A toroid of rectangular cross-section has a height of 10mm, an inner diameter of 68mm and an outer diameter of 82mm. It is made of iron and is wound with 118 closely-spaced turns. When a current of 2A flows, calculate;

i)the mmf around the toroid

ii)the magnetic field-strength within the toroid

iii)Using B-H curve determine the flux density and flux in the ring,

iv)the relative permeability at this point on the curve

A 1mm air gap is then cut in the toroid. The current is still 2A. Calculate;

v)the new flux density in the ring,

vi)the mmf around the ring, and across the air gap.

vii) It is then required to establish a flux density of 0.75T in the air gap. Calculate the current needed to do this.

Answers to parts vi) and vii)

vi) 53, 183 A-t

vii) 8.0 A

## Homework Equations

[tex]m.m.f.=NI=BS(R_{m}iron+R_{m}air)[/tex]

[tex]R_{m}=\frac{l}{\mu_{0}\mu_{r}S}[/tex]

where

[tex]\mu_{r}=557[/tex],

I have [tex]B=0.21T[/tex] (although the answer gives it as 0.23)

[tex]R_{m}(iron)=4.787*10^6[/tex] and [tex]R_{m}(air)=11.365*10^6[/tex]

[tex]S [/tex]= cross-sectional area = [tex]7*10^{-5}[/tex]

## The Attempt at a Solution

I get the m.m.f. across the air gap correct if I use the value of B = 0.23T in answers. My answer was 0.21T and I found this was significant:

[tex]R_{m}(air)=\frac{l}{\mu_{0}S}[/tex]

[tex]m.m.f.=BS(R_{m}(air))[/tex]

[tex]=0.23*7*10^-5*11.365*10^6=183.5At[/tex]

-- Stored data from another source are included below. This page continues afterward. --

PR #7872, opened 2025-06-06
CHASM: Implement Ref method

yycptt:
## What changed?
- Properly Implement Ref() method and populate all necessary fields
- Refactor ComponentRef and related methods

## Why?
- CHASM workstream

## How did you test it?
- [x] built
- [x] added new unit test(s)

### DIFF
--- a/chasm/context.go
+++ b/chasm/context.go
@@ -13,14 +13,15 @@ type Context interface {
 
 	// NOTE: component created in the current transaction won't have a ref
 	// this is a Ref to the component state at the start of the transition
-	Ref(Component) (ComponentRef, error)
-	refData(proto.Message) (ComponentRef, error)
+	Ref(Component) ([]byte, error)
 	Now(Component) time.Time
 
 	// Intent() OperationIntent
 	// ComponentOptions(Component) []ComponentOption
 
 	getContext() context.Context
+	componentNodePath(Component) ([]string, error)
+	dataNodePath(proto.Message) ([]string, error)
 }
 
 type MutableContext interface {
@@ -63,12 +64,16 @@ func NewContext(
 	}
 }
 
-func (c *ContextImpl) Ref(component Component) (ComponentRef, error) {
+func (c *ContextImpl) Ref(component Component) ([]byte, error) {
 	return c.root.Ref(component)
 }
 
-func (c *ContextImpl) refData(data proto.Message) (ComponentRef, error) {
-	return c.root.refData(data)
+func (c *ContextImpl) componentNodePath(component Component) ([]string, error) {
+	return c.root.componentNodePath(component)
+}
+
+func (c *ContextImpl) dataNodePath(data proto.Message) ([]string, error) {
+	return c.root.dataNodePath(data)
 }
 
 func (c *ContextImpl) Now(component Component) time.Time {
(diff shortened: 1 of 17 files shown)


chasm/context.go
```diff
@@ -13,14 +13,15 @@ type Context interface {
 
 	// NOTE: component created in the current transaction won't have a ref
 	// this is a Ref to the component state at the start of the transition
-	Ref(Component) (ComponentRef, error)
-	refData(proto.Message) (ComponentRef, error)
+	Ref(Component) ([]byte, error)
```
lina-temporal, line 16: Is the intention to make `ComponentRef` opaque to component developers, or is this more about performance?

chasm/field.go
```diff
@@ -44,29 +44,36 @@ func NewComponentField[C Component](
 	}
 }
 
+// TODO: The Component|DataPointerTo() implementation below can't handle the case
+// where Pointer is created in the NewEntity transition, as the tree structure is
+// unknown to the framework yet.
+//
+// To handle that case, we have to store the Component value in the field when
+// the Pointer field is created and resolve the pointer at the end of the transition
+// i.e. when closing the transaction.
```
lina-temporal, line 53: I'm probably reading too much into the TODO, but what about if someone created a new Component, and then mutated multiple Pointer fields to point to that Component? How would we pick which cached Component value gets written (assuming they both resolve to an identical path)?

proto/internal/temporal/server/api/persistence/v1/chasm.proto
```diff
@@ -79,17 +79,25 @@ message ChasmComponentRef {
...
+
+// ChasmComponentRef references a specific chasm component.
+message ChasmComponentRef {
+    string namespace_id = 1;
+    string business_id = 2;
+    string entity_id = 3;
+
+    string archetype = 4;
+    
+    VersionedTransition entity_versioned_transition = 5;
```
lina-temporal, line 99: Just curious why this name versus `component_last_update_versioned_transition`?

chasm/field.go
yycptt: Well we only look at the final component value in updated/new Pointer Fields. If that's something we found in the tree then it's valid and resolve to the path for the real node, otherwise we'll just throw an error. 
Of course we need to first go though other updated nodes in the tree so that we can know there this new real component value.

Not sure if that answers your question.

chasm/context.go
yycptt: not really... I just feel in most cases developer call this method to get a ref so that they can pass it to another service and expect that service to callback using the ref. In that case, they will need to serialize the ref anyway so this method can just do that for them. 
I don't really have strong opinion on that TBH, Maybe we will change it back later if people feel it's not good experience.

proto/internal/temporal/server/api/persistence/v1/chasm.proto
yycptt: oh because it is the entity (tree) level VT, not the last update VT for the component. 
The concept of staleness at entity (tree) level. Like you can't update one component in a stale tree when some other components already got updated and persisted, it may cause an inconsistency in the tree. 

However it's worth pointing out that using entity VT might be too strict during conflict resolution case, and I have created a task to track it. Idea is sometimes we can allow the staleness check to pass as long as the component init VT is on the current branch.

PR #7877, opened 2025-06-06
Add monitor in stream sender on sync status

yux0:
## What changed?
Add monitor in stream sender on sync status

## Why?
Receiver send replication status per seconds.
Sender should monitor on this signal and assume the receiver side is stop if it loses this sync status.

## How did you test it?
- [x] built
- [x] added new unit test(s)

### DIFF
--- a/service/history/replication/stream.go
+++ b/service/history/replication/stream.go
@@ -109,8 +109,7 @@ func livenessMonitor(
 			case <-signalChan:
 				continue
 			default:
-				// No liveness signal received. Stop the stream.
-				logger.Warn("Stream failed to receive sync status from target cluster")
+				logger.Warn("No liveness signal received. Stop the replication stream.")
 				stopStream()
 				return
 			}


service/history/replication/stream_sender.go
```diff
@@ -195,6 +206,23 @@ func (s *StreamSenderImpl) recvEventLoop() (retErr error) {
...
 }
 
+func (s *StreamSenderImpl) recvMonitor() {
+	heartbeatTimeout := time.NewTimer(s.config.ReplicationStreamSyncStatusDuration() * SyncTaskIntervalMultiplier)
+	defer heartbeatTimeout.Stop()
+
+	for !s.shutdownChan.IsShutdown() {
+		select {
+		case <-s.recvSignalChan:
+			heartbeatTimeout.Stop()
```
xwduan: If the timer is already fired, it may cause the go routine leak. Maybe do this:
```
if !timer.Stop() {
	select {
	case <-timer.C: // drain the channel if it fired
	default:
	}
}
```

service/history/replication/stream_sender.go
```diff
@@ -34,7 +34,10 @@ import (
 	"google.golang.org/protobuf/types/known/timestamppb"
 )
 
-const TaskMaxSkipCount int = 1000
+const (
+	TaskMaxSkipCount           int = 1000
+	SyncTaskIntervalMultiplier int = 3
```
xwduan: I think this multiplier is a bit too small, especially when the stream is just started. Receiver side have to wait for sender at least send 1 task before it can send back ack message. `10` maybe safer?

service/history/replication/stream_sender.go
yux0: Updated in both places.

service/history/replication/stream.go
```diff
@@ -89,6 +90,34 @@ func WrapEventLoop(
...
+	signalChan <-chan struct{},
+	timeout time.Duration,
+	shutdownChan channel.ShutdownOnce,
+	stopStream func(),
+	logger log.Logger,
+) {
+	heartbeatTimeout := time.NewTimer(timeout)
+	defer heartbeatTimeout.Stop()
+
+	for !shutdownChan.IsShutdown() {
```
xwduan, line 103: This `for` loop works okay for SyncState Message as we are expecting it every second. But for `stream_receiver`, it might constantly receive replication tasks, and this for loop is constantly doing timer reset for every(almost, as the operation is light) replication task, which I think might not efficient/ideal. Let me know what do you think.

yux0: I am not sure the reset perf. To eliminate the concern, I just move to ticker instead of reset the timer.

xwduan (approved):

I did as before with the iron, subtracting the 1mm from \piD for l (in metres)

[tex]m.m.f.=BS(R_{m}(iron)[/tex] where

[tex]R_{m}(iron)=\frac{l}{\mu_{0}\mu_{r}S}[/tex]

but I get 70, which is far from the answer of 53.

For the last part (vii) I don't know why it isn't simply

[tex]I=\frac{BS}{N}R_{m}(air)[/tex]

with this I get 5A rather than 8

Your help is much appreciated.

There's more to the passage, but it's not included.